Action item ▸ Exactly reproduce the data from its first line through the line with "specific vendor data (like model, serial number, etc).", leaving out every line after it.

══ Dataset extract ══

PR #187, opened 2018-11-06
[ztpv4] add Opt60 (vc) parsing

pmazzini:
How about moving the parsing to extract vendor, model and serial from https://github.com/facebookincubator/dhcplb/blob/master/lib/handler.go#L418 to the library.

### DIFF
--- a/dhcpv4/ztp/ztp.go
+++ b/dhcpv4/ztp/ztp.go
@@ -20,14 +20,6 @@ var errVendorOptionMalformed = errors.New("malformed vendor option")
 // ParseVendorData will try to parse dhcp4 options looking for more
 // specific vendor data (like model, serial number, etc).
 func ParseVendorData(packet *dhcpv4.DHCPv4) (*VendorData, error) {
-	return parseV4VendorClass(packet);
-}
-
-// parseV4Opt60 will attempt to look at the Vendor Class option (Option 60) on
-// DHCPv4.  The option is formatted as a string with the content being specific
-// for the vendor, usually using a delimitator to separate the values.
-// See: https://tools.ietf.org/html/rfc1533#section-9.11
-func parseV4VendorClass(packet *dhcpv4.DHCPv4) (*VendorData, error) {
 	opt := packet.GetOneOption(dhcpv4.OptionClassIdentifier)
 	if opt == nil {
 		return nil, nil
@@ -66,27 +58,20 @@ func parseV4VendorClass(packet *dhcpv4.DHCPv4) (*VendorData, error) {
 	//    Juniper-qfx10008           <vendor>-<model> (serial in hostname option)
 	//    Juniper-qfx10002-361-DN817 <vendor>-<model>-<serial> (model has a dash in it!)
 	case strings.HasPrefix(vc, "Juniper-"):
-		// strip of the prefix
-		vc := vc[len("Juniper-"):]
-		vd.VendorName = "Juniper"
-
-		sepIdx := strings.LastIndex(vc, "-")
-		if sepIdx == -1 {
-			// No separator was found. Attempt serial number from the hostname
+		p := strings.Split(vc, "-")
+		if len(p) < 3 {
+			vd.Model = p[1]
 			if opt := packet.GetOneOption(dhcpv4.OptionHostName); opt != nil {
 				vd.Serial = opt.(*dhcpv4.OptHostName).HostName
 			} else {
-				return nil, errVendorOptionMalformed
+				return nil, errors.New("host name option is missing")
 			}
 		} else {
-			if len(vc) == sepIdx+1 {
-				return nil, errVendorOptionMalformed
-			}
-			vd.Serial = vc[sepIdx+1:]
-			vc = vc[:sepIdx]
+			vd.Model = strings.Join(p[1:len(p)-1], "-")
+			vd.Serial = p[len(p)-1]
 		}
-		vd.Model = vc
 
+		vd.VendorName = p[0]
 		return vd, nil
 	}
 
--- a/dhcpv4/ztp/ztp.go
+++ b/dhcpv4/ztp/ztp.go
@@ -1,0 +1,139 @@
+package ztpv4
+
+import (
+	"bytes"
+	"errors"
+	"strings"
+
+	"github.com/golang/glog"
+	"github.com/insomniacslk/dhcp/dhcpv4"
+)
+
+// VendorData is optional data a particular vendor may or may not include
+// in the Vendor Class options.  All values are optional and will be zero
+// values if not found.
+type VendorData struct {
+	VendorName string
+	Model      string
+	Serial     string
+}
+
+var errVendorOptionMalformed = errors.New("malformed vendor option")
+
+// VendorDataV4 will try to parse dhcp4 options data looking for more specific
+// vendor data (like model, serial number, etc).  If the options are missing
+func VendorDataV4(packet *dhcpv4.DHCPv4) VendorData {
+	vd := VendorData{}
+
+	if err := parseV4VendorClass(&vd, packet); err != nil {
+		glog.Errorf("failed to parse vendor data from vendor class: %v", err)
+	}
+
+	if err := parseV4VIVC(&vd, packet); err != nil {
+		glog.Errorf("failed to parse vendor data from vendor-idenitifying vendor class: %v", err)
+	}
+
+	return vd
+}
+
+// parseV4Opt60 will attempt to look at the Vendor Class option (Option 60) on
+// DHCPv4.  The option is formatted as a string with the content being specific
+// for the vendor, usually using a deliminator to separate the values.
+// See: https://tools.ietf.org/html/rfc1533#section-9.11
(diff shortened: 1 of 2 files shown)


insomniacslk:
sounds good to me :) but I need time to review it. I know it works, I just want to make sure it's aligned with the conventions used throughout this library

dhcpv4/ztp/ztp.go
```diff
@@ -0,0 +1,139 @@
...
+	VendorName string
+	Model      string
+	Serial     string
+}
+
+var errVendorOptionMalformed = errors.New("malformed vendor option")
+
+// VendorDataV4 will try to parse dhcp4 options data looking for more specific
+// vendor data (like model, serial number, etc).  If the options are missing
+func VendorDataV4(packet *dhcpv4.DHCPv4) VendorData {
```
insomniacslk: this function should not have the redundant "v4" at the end as it's part of the dhcpv4 package already. A more appropriate name would be `ParseVendorData`, because that's what the function does

insomniacslk: Also, why returning by value? I understand that it's a small structure, but this function's signature should be different, and also return an error:
```
func ParseVendorData(packet *dhcpv4.DHCPv4) (*VendorData, error)
```

And should use the regular `log` module, not `glog`

dhcpv4/ztp/ztp_test.go
```diff
@@ -0,0 +1,134 @@
+package ztpv4
+
+import (
+	"testing"
+
+	"github.com/google/go-cmp/cmp"
```
insomniacslk: similar thing here - let's reuse `stretchr/testify` for tests

dhcpv4/ztp/ztp.go
```diff
@@ -0,0 +1,139 @@
...
+	if err := parseV4VIVC(&vd, packet); err != nil {
+		glog.Errorf("failed to parse vendor data from vendor-idenitifying vendor class: %v", err)
+	}
+
+	return vd
+}
+
+// parseV4Opt60 will attempt to look at the Vendor Class option (Option 60) on
+// DHCPv4.  The option is formatted as a string with the content being specific
+// for the vendor, usually using a deliminator to separate the values.
```
insomniacslk: typo: deliminator -> delimitator

dhcpv4/ztp/ztp.go
```diff
@@ -0,0 +1,139 @@
...
+	}
+
+	if err := parseV4VIVC(&vd, packet); err != nil {
+		glog.Errorf("failed to parse vendor data from vendor-idenitifying vendor class: %v", err)
+	}
+
+	return vd
+}
+
+// parseV4Opt60 will attempt to look at the Vendor Class option (Option 60) on
```
insomniacslk: This comment omits an important thing about what the function does. This function modifies *in-place* the input object. I'm not a fan of this approach because it is less obvious to understand what it does, by its name. Wondering if we should instead return a copy with the modified fields along with an error

dhcpv4/ztp/ztp.go
```diff
@@ -0,0 +1,139 @@
...
+			return errVendorOptionMalformed
+		}
+
+		vd.VendorName = p[0]
+		vd.Model = p[1]
+		vd.Serial = p[2]
+		return nil
+
+	// Juniper option 60 parsing is a bit more nuanced.  The following are all
+	// "valid" indetifing stings for Juniper:
```
insomniacslk: typo: indetifing -> identifying

dhcpv4/ztp/ztp.go
```diff
@@ -0,0 +1,139 @@
...
+		vd.Model = vc
+
+		return nil
+	}
+
+	// We didn't match anything, just return an empty vendor data.
+	return nil
+}
+
+const entIDCiscoSystems = 0x9
```
insomniacslk: should this be a public, top-level variable? Any chance it could be reused outside of this module?

dhcpv4/ztp/ztp.go
```diff
@@ -0,0 +1,139 @@
...
+func parseV4VendorClass(vd *VendorData, packet *dhcpv4.DHCPv4) error {
+	opt := packet.GetOneOption(dhcpv4.OptionClassIdentifier)
+	if opt == nil {
+		return nil
+	}
+	vc := opt.(*dhcpv4.OptClassIdentifier).Identifier
+
+	switch {
+	// Arista;DCS-7050S-64;01.23;JPE12221671
+	case strings.HasPrefix(vc, "Arista;"):
```
insomniacslk: any chance that we may have to do case-insensitive matching?

dhcpv4/ztp/ztp.go
```diff
@@ -0,0 +1,139 @@
...
+		return nil
+
+	// Juniper option 60 parsing is a bit more nuanced.  The following are all
+	// "valid" indetifing stings for Juniper:
+	//    Juniper-ptx1000-DD576      <vendor>-<model>-<serial
+	//    Juniper-qfx10008           <vendor>-<model> (serial in hostname option)
+	//    Juniper-qfx10002-361-DN817 <vendor>-<model>-<serial> (model has a dash in it!)
+	case strings.HasPrefix(vc, "Juniper-"):
+		// strip of the prefix
+		vc := vc[len("Juniper-"):]
```
insomniacslk: why not splitting here too? It seems that all the fields are dash-separated in every case, and it would simplify the following code

dhcpv4/ztp/ztp.go
```diff
@@ -0,0 +1,139 @@
...
+		vd.VendorName = "Juniper"
+
+		sepIdx := strings.LastIndex(vc, "-")
+		if sepIdx == -1 {
+			// No separator was found. Attempt serial number from the hostname
+			if opt := packet.GetOneOption(dhcpv4.OptionHostName); opt != nil {
```
insomniacslk: what if no hostname is found? Should leave it empty, or return an error?

dhcpv4/ztp/ztp.go
```diff
@@ -0,0 +1,139 @@
...
+
+	// We didn't match anything, just return an empty vendor data.
+	return nil
+}
+
+const entIDCiscoSystems = 0x9
+
+// parseV4Opt124 will attempt to read the Vendor-Identifying Vendor Class
+// (Option 124) on a DHCPv4 packet.  The data is represented in a length/value
+// format with an indentifying enterprise number.
```
insomniacslk: typo: indentifying -> identifying

dhcpv4/ztp/ztp.go
```diff
@@ -0,0 +1,139 @@
...
+//
+// See: https://tools.ietf.org/html/rfc3925
+func parseV4VIVC(vd *VendorData, packet *dhcpv4.DHCPv4) error {
```
insomniacslk: same thoughts for `parseV4VendorClass` apply here for the return value and comments

dhcpv4/ztp/ztp.go
```diff
@@ -0,0 +1,139 @@
...
+	opt := packet.GetOneOption(dhcpv4.OptionVendorIdentifyingVendorClass)
+	if opt == nil {
+		return nil
+	}
+	ids := opt.(*dhcpv4.OptVIVC).Identifiers
+
+	for _, id := range ids {
```
insomniacslk: the paranoid in me would also check that `ids != nil`

dhcpv4/ztp/ztp.go
pmazzini: Not that I am aware of, I think it should always match it like that.

dhcpv4/ztp/ztp.go
pmazzini: I think this was done this way because the model may have a dash in it, example: Juniper-qfx10002-361-DN817.

pmazzini:
I removed the Opt124 parsing since we do not need it right now.

dhcpv4/ztp/ztp.go
insomniacslk: I see - what I meant is, why don't we just split by dashes, and use the number of fields to know if the model has a dash in it or not? E.g. if len is 4, the two middle fields are the parts of the model name. This means you have to rejoin them, but it simplifies all the rest of the code block

dhcpv4/ztp/ztp.go
```diff
@@ -0,0 +1,95 @@
...
+		vc := vc[len("Juniper-"):]
+		vd.VendorName = "Juniper"
+
+		sepIdx := strings.LastIndex(vc, "-")
+		if sepIdx == -1 {
+			// No separator was found. Attempt serial number from the hostname
+			if opt := packet.GetOneOption(dhcpv4.OptionHostName); opt != nil {
+				vd.Serial = opt.(*dhcpv4.OptHostName).HostName
+			} else {
+				return nil, errVendorOptionMalformed
```
insomniacslk: Technically the vendor option is not malformed, it's just missing required information from another option. This could be its own error, like:
```
return nil, errors.New("host name is missing from both vendor option and host name option")
```

or similar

═══

Solution to the problem ▸
PR #187, opened 2018-11-06
[ztpv4] add Opt60 (vc) parsing

pmazzini:
How about moving the parsing to extract vendor, model and serial from https://github.com/facebookincubator/dhcplb/blob/master/lib/handler.go#L418 to the library.

### DIFF
--- a/dhcpv4/ztp/ztp.go
+++ b/dhcpv4/ztp/ztp.go
@@ -20,14 +20,6 @@ var errVendorOptionMalformed = errors.New("malformed vendor option")
 // ParseVendorData will try to parse dhcp4 options looking for more
 // specific vendor data (like model, serial number, etc).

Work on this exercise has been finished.